# [Brief]
Once you find the line containing "guard (the chicken-and-egg)" in the data below, copy it and each following line exactly, up to and including the line containing "- Narrowing can", and nothing else.

---- Recorded data

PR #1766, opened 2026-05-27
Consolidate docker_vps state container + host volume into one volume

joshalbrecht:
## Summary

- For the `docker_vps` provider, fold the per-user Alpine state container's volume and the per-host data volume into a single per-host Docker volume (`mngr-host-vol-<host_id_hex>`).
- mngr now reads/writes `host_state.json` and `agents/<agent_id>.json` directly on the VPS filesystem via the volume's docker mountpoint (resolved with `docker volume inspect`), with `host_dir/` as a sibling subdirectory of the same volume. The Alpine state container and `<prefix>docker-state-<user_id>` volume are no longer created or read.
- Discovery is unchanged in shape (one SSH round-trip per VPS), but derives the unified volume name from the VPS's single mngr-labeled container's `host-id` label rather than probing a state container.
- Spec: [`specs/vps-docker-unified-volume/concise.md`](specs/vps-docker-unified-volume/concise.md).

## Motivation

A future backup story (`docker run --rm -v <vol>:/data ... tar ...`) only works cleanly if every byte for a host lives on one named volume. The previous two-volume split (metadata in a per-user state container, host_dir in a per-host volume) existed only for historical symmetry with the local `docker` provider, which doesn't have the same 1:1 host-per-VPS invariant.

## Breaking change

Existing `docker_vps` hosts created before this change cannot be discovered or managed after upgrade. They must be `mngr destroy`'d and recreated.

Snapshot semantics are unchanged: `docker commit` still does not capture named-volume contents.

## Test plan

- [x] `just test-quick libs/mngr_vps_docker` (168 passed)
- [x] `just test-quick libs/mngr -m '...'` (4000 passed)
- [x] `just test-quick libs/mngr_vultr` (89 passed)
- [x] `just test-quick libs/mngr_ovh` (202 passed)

--------
---- Recorded data

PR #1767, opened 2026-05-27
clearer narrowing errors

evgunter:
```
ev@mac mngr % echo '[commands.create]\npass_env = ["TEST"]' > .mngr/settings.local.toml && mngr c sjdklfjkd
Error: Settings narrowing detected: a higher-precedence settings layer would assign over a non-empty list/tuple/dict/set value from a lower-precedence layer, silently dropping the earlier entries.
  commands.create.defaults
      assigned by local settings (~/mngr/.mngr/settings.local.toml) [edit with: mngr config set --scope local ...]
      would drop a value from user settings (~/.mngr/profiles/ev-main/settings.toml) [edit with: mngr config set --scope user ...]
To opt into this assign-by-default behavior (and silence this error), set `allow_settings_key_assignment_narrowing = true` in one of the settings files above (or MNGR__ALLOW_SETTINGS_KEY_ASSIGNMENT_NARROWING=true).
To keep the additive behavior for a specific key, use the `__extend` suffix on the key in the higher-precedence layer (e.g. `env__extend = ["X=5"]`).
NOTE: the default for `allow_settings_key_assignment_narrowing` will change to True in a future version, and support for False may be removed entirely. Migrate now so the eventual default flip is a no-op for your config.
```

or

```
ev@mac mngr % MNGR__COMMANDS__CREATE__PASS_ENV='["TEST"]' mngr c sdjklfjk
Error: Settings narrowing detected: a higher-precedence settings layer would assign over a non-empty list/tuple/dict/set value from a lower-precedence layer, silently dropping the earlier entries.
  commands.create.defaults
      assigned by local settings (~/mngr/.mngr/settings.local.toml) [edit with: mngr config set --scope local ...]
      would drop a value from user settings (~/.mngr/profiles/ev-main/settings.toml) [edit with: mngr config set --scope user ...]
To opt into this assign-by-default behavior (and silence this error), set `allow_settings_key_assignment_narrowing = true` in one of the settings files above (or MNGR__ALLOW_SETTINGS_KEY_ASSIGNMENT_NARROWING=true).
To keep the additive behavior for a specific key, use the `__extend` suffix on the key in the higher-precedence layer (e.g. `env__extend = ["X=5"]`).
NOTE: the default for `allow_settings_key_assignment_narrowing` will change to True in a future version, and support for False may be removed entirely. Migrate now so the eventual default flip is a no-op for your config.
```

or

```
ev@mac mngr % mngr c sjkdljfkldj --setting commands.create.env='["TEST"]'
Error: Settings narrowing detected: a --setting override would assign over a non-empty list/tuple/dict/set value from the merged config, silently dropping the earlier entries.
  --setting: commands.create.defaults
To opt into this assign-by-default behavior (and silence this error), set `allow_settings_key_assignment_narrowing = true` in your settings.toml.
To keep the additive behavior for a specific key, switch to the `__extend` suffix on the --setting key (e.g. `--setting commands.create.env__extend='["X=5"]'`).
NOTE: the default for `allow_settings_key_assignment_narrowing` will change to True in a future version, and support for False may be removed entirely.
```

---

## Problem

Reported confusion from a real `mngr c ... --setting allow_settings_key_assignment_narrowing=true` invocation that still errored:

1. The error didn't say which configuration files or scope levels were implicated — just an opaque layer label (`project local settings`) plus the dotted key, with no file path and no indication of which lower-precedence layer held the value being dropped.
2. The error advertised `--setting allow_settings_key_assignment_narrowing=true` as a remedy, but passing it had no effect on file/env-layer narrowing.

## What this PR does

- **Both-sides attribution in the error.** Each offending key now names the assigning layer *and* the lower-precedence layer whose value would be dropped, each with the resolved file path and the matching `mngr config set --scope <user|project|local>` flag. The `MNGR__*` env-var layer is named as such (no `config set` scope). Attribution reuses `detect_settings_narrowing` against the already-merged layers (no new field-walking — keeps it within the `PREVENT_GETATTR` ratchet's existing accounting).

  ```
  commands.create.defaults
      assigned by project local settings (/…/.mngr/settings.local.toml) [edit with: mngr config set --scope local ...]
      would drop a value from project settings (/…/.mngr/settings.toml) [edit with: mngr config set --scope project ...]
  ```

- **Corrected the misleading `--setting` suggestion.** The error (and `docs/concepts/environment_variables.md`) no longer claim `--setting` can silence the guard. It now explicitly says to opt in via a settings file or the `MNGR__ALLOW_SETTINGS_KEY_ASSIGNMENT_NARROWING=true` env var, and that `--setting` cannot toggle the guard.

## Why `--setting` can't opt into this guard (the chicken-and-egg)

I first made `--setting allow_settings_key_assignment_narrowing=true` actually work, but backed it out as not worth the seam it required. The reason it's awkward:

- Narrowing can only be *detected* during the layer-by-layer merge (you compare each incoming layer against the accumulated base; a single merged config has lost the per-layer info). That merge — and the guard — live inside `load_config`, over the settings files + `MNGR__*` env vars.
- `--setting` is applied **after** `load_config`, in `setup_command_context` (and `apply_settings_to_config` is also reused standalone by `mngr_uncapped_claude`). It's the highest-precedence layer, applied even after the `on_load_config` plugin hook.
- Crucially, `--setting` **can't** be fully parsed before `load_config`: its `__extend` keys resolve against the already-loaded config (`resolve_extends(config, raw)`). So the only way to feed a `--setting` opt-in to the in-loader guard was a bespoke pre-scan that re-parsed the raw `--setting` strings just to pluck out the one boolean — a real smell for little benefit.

--------
---- Recorded data

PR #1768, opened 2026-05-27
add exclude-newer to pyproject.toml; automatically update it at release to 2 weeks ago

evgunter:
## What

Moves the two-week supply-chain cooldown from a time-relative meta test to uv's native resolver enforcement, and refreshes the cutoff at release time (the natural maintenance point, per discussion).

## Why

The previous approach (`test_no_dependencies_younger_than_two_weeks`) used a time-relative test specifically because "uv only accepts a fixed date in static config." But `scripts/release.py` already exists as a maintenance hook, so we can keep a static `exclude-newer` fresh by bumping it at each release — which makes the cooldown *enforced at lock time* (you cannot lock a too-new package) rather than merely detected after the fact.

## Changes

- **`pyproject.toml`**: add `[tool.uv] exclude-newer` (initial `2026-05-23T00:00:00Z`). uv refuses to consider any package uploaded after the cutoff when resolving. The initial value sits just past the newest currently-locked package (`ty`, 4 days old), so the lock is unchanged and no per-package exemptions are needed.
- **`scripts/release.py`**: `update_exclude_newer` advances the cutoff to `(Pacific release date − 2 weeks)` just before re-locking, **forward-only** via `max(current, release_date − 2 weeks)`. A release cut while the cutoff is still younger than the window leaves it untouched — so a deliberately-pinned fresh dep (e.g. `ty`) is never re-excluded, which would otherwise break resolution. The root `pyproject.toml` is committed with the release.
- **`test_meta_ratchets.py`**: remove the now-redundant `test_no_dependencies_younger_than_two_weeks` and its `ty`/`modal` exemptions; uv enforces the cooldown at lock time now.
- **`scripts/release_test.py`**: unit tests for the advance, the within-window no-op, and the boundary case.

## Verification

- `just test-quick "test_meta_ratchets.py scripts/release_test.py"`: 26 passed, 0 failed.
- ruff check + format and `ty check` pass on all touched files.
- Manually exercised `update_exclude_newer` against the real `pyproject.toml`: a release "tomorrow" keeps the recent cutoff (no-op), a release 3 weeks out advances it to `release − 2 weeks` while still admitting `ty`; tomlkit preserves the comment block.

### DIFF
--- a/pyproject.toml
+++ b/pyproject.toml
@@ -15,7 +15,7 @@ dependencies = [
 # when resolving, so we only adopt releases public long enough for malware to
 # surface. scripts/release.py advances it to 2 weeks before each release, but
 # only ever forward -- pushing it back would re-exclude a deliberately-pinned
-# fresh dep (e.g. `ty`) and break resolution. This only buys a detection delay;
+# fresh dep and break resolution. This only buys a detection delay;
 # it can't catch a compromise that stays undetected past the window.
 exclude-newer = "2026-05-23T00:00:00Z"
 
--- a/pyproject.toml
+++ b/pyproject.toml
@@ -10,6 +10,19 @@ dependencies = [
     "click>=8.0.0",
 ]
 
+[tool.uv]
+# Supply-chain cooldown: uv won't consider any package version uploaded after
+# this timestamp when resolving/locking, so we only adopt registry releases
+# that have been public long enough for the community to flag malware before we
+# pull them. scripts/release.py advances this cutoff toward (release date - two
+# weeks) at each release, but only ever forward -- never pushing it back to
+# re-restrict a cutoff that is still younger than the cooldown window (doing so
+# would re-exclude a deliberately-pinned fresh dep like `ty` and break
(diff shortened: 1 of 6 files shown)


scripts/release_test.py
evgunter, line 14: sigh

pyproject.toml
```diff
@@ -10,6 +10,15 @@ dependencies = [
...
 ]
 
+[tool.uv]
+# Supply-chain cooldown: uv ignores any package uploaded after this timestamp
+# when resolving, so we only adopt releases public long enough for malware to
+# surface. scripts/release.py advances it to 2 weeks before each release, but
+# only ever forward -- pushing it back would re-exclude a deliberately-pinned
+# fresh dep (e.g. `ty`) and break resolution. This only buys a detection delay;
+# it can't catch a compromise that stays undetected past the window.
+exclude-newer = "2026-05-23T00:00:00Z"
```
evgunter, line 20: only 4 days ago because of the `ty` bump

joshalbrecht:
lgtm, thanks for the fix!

--------

# [Output for this exercise]
## Why `--setting` can't opt into this guard (the chicken-and-egg)

I first made `--setting allow_settings_key_assignment_narrowing=true` actually work, but backed it out as not worth the seam it required. The reason it's awkward:

- Narrowing can only be *detected* during the layer-by-layer merge (you compare each incoming layer against the accumulated base; a single merged config has lost the per-layer info). That merge — and the guard — live inside `load_config`, over the settings files + `MNGR__*` env vars.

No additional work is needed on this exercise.